**TASK ITEM**
Return exactly the lines below, starting with the one that has "become redundant dependencies." and going on through the one that has "So if the library".

**DATASET**
=======
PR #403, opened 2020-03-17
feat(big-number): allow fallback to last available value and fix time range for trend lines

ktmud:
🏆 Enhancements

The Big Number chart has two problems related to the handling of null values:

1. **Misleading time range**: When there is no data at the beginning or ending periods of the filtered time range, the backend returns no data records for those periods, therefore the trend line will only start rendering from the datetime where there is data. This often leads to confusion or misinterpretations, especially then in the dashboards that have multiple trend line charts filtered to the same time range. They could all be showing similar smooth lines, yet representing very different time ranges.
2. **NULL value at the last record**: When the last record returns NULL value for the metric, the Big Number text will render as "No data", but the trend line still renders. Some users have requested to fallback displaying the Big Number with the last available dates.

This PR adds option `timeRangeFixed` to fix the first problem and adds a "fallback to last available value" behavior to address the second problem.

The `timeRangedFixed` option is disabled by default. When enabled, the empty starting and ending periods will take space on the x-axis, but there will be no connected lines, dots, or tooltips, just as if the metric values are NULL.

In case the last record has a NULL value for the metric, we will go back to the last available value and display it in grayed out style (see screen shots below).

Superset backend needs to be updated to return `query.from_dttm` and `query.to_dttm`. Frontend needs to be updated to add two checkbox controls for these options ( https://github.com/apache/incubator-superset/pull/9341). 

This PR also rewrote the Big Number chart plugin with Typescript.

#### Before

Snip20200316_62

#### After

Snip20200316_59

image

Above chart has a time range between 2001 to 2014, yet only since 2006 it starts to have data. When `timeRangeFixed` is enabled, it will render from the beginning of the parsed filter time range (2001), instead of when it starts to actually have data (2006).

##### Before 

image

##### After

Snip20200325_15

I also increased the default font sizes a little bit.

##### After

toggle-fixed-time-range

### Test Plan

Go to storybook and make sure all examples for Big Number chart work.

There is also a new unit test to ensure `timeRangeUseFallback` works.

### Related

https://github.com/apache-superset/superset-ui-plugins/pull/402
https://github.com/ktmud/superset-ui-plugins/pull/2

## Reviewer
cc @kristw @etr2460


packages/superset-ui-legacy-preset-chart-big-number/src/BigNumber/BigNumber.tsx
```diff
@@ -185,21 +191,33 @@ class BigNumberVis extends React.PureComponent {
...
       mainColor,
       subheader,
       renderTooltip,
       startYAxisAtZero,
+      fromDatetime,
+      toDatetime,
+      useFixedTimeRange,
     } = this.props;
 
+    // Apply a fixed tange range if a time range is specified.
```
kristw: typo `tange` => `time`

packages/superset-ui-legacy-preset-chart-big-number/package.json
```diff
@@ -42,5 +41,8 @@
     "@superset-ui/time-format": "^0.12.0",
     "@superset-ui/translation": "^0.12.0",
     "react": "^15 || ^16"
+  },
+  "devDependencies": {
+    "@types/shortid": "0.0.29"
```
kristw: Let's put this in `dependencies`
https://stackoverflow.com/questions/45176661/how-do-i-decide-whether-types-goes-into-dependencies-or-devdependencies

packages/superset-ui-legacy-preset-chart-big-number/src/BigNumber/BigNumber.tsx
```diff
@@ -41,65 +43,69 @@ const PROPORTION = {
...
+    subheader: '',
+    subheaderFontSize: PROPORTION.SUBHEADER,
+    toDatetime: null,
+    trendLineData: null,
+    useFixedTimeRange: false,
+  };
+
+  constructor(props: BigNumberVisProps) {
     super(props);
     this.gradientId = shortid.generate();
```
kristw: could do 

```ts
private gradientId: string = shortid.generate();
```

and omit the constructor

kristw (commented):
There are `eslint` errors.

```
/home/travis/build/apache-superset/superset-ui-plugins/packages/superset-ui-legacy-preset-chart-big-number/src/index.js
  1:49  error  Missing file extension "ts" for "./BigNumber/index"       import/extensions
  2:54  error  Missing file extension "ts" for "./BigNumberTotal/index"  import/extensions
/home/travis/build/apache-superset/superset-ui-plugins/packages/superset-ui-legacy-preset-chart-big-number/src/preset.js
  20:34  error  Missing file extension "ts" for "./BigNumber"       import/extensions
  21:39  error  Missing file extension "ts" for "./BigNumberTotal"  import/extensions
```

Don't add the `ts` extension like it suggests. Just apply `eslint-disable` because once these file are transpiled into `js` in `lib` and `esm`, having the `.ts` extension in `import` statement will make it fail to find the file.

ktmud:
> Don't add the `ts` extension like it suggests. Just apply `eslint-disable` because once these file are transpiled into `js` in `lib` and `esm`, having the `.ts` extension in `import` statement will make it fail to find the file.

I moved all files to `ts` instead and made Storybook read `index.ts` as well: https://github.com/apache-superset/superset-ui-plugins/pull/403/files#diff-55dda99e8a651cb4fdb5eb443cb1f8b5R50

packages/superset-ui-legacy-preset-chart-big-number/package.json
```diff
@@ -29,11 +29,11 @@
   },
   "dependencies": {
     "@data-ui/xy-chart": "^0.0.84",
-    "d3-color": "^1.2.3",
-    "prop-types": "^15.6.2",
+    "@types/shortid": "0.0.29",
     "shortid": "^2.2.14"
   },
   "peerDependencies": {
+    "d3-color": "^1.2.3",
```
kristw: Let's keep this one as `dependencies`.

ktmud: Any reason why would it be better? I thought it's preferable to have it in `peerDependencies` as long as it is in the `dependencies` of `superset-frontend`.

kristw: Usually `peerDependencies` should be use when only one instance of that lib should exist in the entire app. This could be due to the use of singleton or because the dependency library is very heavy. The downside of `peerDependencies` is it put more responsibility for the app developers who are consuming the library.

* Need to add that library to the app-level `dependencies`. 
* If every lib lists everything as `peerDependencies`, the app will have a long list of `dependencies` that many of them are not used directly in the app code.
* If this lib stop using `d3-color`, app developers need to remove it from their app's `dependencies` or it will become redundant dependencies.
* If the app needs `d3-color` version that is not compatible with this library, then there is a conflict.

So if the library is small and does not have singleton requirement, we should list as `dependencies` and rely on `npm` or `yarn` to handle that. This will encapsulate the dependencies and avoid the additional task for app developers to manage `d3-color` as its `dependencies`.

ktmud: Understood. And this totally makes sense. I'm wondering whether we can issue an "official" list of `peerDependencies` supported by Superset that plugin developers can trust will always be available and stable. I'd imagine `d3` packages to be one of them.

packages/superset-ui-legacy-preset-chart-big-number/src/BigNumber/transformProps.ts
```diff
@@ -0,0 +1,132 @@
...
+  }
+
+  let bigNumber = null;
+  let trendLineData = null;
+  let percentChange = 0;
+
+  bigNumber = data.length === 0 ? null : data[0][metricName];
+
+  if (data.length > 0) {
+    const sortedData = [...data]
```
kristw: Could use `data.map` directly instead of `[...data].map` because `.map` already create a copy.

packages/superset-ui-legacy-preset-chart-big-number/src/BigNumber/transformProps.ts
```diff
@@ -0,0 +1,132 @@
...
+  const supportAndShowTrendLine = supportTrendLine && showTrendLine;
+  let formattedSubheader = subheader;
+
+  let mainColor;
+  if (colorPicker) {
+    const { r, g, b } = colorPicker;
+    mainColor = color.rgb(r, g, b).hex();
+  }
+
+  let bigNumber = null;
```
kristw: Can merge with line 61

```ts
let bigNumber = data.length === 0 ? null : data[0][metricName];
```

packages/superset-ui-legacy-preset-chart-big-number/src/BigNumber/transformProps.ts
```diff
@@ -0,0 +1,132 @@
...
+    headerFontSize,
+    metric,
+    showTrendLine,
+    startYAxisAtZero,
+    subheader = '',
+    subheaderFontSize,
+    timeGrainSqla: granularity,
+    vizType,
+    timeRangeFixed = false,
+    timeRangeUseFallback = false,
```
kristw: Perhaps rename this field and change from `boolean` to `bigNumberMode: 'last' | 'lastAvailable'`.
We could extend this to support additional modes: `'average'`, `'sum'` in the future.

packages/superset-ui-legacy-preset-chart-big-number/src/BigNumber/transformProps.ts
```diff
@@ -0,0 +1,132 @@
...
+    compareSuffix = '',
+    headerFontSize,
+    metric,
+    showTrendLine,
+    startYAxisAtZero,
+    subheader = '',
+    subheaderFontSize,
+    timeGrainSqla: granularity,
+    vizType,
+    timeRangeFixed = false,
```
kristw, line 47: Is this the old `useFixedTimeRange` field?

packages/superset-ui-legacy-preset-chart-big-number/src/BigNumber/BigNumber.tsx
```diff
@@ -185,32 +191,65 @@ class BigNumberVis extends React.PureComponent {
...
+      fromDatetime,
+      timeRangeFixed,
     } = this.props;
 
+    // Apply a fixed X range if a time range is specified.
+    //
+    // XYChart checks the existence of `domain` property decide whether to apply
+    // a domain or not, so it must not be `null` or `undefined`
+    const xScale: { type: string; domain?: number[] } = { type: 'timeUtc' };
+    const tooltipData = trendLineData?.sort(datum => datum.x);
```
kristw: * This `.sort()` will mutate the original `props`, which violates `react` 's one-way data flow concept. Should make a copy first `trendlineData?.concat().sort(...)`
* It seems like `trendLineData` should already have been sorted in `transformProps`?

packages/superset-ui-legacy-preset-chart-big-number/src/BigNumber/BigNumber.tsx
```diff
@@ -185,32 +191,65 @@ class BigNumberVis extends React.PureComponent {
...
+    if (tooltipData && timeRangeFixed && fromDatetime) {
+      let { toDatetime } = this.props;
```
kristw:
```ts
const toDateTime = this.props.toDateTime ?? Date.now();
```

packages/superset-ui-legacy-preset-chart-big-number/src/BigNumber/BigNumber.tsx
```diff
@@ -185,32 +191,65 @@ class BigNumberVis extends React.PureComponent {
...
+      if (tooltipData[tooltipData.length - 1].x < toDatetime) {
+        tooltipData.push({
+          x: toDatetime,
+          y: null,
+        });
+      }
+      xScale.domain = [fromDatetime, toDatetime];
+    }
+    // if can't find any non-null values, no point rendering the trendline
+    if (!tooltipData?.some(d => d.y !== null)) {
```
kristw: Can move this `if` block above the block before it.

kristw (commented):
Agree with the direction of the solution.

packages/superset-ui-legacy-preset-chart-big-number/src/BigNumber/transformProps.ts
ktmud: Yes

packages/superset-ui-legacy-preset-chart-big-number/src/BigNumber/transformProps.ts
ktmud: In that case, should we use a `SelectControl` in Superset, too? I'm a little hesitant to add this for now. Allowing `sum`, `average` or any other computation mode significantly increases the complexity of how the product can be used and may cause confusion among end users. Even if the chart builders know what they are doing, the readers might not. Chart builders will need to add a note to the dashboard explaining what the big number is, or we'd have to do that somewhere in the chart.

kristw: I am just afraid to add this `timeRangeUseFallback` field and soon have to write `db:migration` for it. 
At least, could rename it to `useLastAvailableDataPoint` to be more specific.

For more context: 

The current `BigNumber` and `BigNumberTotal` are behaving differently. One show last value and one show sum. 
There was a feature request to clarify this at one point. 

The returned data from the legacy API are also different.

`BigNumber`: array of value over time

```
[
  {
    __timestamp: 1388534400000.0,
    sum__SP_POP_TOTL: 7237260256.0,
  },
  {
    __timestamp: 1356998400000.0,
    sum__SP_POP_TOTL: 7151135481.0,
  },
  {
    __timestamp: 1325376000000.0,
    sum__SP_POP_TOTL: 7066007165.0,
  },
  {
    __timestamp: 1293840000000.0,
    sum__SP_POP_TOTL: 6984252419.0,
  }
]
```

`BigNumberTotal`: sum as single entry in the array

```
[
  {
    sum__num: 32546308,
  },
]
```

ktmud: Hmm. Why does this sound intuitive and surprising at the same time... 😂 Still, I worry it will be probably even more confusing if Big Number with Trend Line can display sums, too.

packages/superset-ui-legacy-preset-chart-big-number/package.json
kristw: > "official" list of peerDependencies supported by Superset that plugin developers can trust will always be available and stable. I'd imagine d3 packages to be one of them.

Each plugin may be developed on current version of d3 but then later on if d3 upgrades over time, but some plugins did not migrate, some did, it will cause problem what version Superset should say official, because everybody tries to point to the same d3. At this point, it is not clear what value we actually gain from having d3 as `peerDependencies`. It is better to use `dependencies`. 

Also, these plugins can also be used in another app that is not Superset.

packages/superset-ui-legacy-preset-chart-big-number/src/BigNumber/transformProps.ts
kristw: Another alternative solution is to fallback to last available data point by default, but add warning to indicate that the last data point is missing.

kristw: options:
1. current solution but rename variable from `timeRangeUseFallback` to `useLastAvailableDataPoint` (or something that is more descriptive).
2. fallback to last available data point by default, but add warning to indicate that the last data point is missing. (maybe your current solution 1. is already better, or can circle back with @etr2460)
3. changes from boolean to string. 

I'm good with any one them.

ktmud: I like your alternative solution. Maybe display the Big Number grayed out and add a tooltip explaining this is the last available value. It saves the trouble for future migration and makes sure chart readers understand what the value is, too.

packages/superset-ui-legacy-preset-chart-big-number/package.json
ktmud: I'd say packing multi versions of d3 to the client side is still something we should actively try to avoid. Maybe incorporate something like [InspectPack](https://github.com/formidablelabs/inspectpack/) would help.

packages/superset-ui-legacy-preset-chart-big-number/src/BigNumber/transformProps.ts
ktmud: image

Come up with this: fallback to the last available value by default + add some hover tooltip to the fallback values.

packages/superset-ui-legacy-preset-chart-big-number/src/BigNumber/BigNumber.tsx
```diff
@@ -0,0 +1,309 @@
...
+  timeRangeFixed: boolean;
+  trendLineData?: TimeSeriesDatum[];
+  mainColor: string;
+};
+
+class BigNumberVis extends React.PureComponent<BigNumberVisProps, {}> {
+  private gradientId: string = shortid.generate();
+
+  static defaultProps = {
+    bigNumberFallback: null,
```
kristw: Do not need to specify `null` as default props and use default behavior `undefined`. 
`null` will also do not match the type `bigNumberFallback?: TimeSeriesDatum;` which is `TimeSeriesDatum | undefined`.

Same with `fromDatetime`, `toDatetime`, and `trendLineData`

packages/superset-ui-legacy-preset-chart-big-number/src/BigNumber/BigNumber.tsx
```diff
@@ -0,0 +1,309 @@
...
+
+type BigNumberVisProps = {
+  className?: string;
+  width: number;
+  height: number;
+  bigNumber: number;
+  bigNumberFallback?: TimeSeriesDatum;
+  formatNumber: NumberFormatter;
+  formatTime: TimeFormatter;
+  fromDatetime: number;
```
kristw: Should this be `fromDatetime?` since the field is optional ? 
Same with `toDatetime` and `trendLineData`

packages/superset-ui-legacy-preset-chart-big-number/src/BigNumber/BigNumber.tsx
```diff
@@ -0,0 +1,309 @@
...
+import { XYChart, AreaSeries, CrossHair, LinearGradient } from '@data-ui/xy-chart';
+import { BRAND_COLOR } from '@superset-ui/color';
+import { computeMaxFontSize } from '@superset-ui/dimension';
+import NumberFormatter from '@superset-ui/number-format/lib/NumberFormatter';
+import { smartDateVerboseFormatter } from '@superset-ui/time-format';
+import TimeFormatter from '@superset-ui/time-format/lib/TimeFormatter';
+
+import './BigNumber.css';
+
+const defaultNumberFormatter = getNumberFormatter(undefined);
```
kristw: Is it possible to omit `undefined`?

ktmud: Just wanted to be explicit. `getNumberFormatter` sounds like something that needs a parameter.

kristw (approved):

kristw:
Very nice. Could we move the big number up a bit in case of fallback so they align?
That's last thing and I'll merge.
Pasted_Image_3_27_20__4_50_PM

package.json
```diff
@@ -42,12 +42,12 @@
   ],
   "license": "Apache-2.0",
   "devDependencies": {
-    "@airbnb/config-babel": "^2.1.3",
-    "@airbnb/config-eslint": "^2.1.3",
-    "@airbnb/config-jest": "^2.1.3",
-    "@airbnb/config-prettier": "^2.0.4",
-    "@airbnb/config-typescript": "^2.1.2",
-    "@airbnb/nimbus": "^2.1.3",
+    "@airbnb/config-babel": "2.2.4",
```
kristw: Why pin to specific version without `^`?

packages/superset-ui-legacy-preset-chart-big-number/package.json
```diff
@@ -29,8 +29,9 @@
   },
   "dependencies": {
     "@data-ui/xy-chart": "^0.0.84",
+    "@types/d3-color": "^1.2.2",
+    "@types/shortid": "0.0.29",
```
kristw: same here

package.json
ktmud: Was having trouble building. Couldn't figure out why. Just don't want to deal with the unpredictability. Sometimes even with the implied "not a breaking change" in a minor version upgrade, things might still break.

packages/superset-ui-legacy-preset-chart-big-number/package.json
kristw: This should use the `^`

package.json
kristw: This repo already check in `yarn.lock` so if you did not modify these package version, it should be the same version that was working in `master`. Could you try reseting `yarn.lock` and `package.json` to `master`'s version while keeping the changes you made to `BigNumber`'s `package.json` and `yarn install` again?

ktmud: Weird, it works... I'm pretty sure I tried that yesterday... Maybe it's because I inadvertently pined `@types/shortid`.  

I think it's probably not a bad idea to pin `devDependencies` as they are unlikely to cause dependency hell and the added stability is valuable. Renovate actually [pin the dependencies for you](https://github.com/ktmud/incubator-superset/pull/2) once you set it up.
=======
**COMPLETED TASK**
* If this lib stop using `d3-color`, app developers need to remove it from their app's `dependencies` or it will become redundant dependencies.
* If the app needs `d3-color` version that is not compatible with this library, then there is a conflict.

So if the library is small and does not have singleton requirement, we should list as `dependencies` and rely on `npm` or `yarn` to handle that. This will encapsulate the dependencies and avoid the additional task for app developers to manage `d3-color` as its `dependencies`.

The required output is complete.